Read from March 16 to 27, 2010

If you are going to write a short (120+ pages) book about the hamburger - that untouchable bastion of meat and bread - then make it worthwhile, I say. I knew most of the information in here, but enjoyed some new trivia and details, particularly the evolution of the Hamburg steak from restaurant offering to Depression-era lunch truck cheap eat. However, no matter how strenuous a hold McDonald's has on the fast food materialization of the hamburger, I didn't quite think the chunk of pages devoted to that corporation was warranted. Thus, I was not surprised to see a few nuggets repeated in various chapters - it felt like Smith ran out of information at times, and didn't quite tap into other avenues of resources. For example, I was astounded he completely left out the Maid Rite chain, which also claims to have invented the hamburger. Theirs are served with white buns clasping loose ground beef in between and once flourished along the Mississippi. That, to me, is as important to include as the rest of the other chains described.

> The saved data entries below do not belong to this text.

PR #2067, opened 2020-12-28
NET5 support

sungam3r:


src/GraphQL.SystemTextJson/GraphQL.SystemTextJson.csproj
```diff
@@ -1,7 +1,7 @@
 <Project Sdk="Microsoft.NET.Sdk">
 
   <PropertyGroup>
-    <TargetFrameworks>netcoreapp3.1;netstandard2.0</TargetFrameworks>
+    <TargetFrameworks>netstandard2.1;netstandard2.0</TargetFrameworks>
```
sungam3r, line 4: See https://docs.microsoft.com/en-us/dotnet/standard/net-standard#when-to-target-net50-vs-netstandard

sungam3r: Both netcoreapp3.1 and net5 implement netstandard2.1 which contains APIs for spans used here under `#if` preprocessor directives.

Shane32:
Build artifacts and publish workflows should not change. Just the test workflow. Or we can build and publish the project with .Net 5 SDK. Then we can delete the setup for .Net 3.1 sdk in those workflows. The built project will still be compatible with .Net standard

sungam3r:
How can I build projects with <TargetFrameworks>netcoreapp3.1;net5</TargetFrameworks> without installing both SDKs ?

Shane32:
The SDK will allow building any project that targets the same or older framework. You just can’t run a built project if the proper library isn’t installed. So to run tests that target 2.1 then you need 2.1 runtime or SDK installed.

Shane32:
I can test it to be sure but if you look in the development branch, that’s basically how it’s set up. For running tests both 2.1 and 3.1 are installed, but for building and publishing only 3.1 is installed

sungam3r:
I think I have encountered this behavior before, but I forgot.

> Or we can build and publish the project with .Net 5 SDK. Then we can delete the setup for .Net 3.1 sdk in those workflows. 

Assuming that you are right, which is the best choice? Perhaps it's better to use net5 as the newest?

Shane32:
Not sure; either way is fine with me.  3.1 is a LTS version but 5.0 is newest.  I'd probably stick with 3.1 since it's working already ("if it ain't broke don't fix it") and also because it's a LTS version.

If we want to use C# 9.0 syntax or features then we need the 5.0 SDK to compile the project.  But C# 7.3 is the last language version that fully supports .Net Standard 2.0 projects.

https://docs.microsoft.com/en-us/dotnet/csharp/language-reference/configure-language-version

sungam3r:
> If we want to use C# 9.0 syntax or features then we need the 5.0 SDK to compile the project.

Let's go on with NET5. Gradually, the appearance of features of this SDK is inevitable.

sungam3r:
@Shane32 Is everything right now?

Shane32 (approved):

sungam3r:
Well, it works but
```
MSBUILD : error MSB1025: An internal failure occurred while running MSBuild.
[2020-12-30 23:47:17] [build] Microsoft.Build.BackEnd.NodeFailedToLaunchException: No such file or directory
```

sungam3r:
I tried to build #1964 in order to check if it is net5 releated problem.

Shane32:
Looks like it's just a lgtm.com error? I'm not worried about that.  Just disable lgtm.com if needed.

sungam3r:
Analisys for #1964  works.

> Just disable lgtm.com if needed.

The point is that this analyzer actually found places that, in my opinion, required fixing. That is, it is beneficial. Apparently it has some kind of problem when using NET5. If now I merge this PR into master, then lgtm will stop doing analysis for the master branch. It will be a shame. I will not merge this PR for now and will try to get more information about the error. In the meantime, I will do other PRs based on the analysis results.

Shane32:
Just make a decision and go with it. I’m good either way.

sungam3r:
I'm ready to merge it into `develop`.

sungam3r:
@Shane32 OK?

This "Global History" series of books, short, bite-sized narrations of how popular foods came to arrive at gluttonous glory, were meant, I believe, to be witty and digestible in a snap. The "Hamburger" edition falls really short of the "Pancake" one by Ken Albala, which was such a syrupy delight. If you knew nothing about hamburgers, you might imagine it was best eaten at McDonald's - what about the current revival in gourmet renderings? Finally, the pictures are just awful. It was like a guy walked into some of the places to take a picture of the hamburger setting, and forgot his initial mission as he turned his attention to chomping down his hamburger instead. Smith might very well have made the same mistake in writing this book.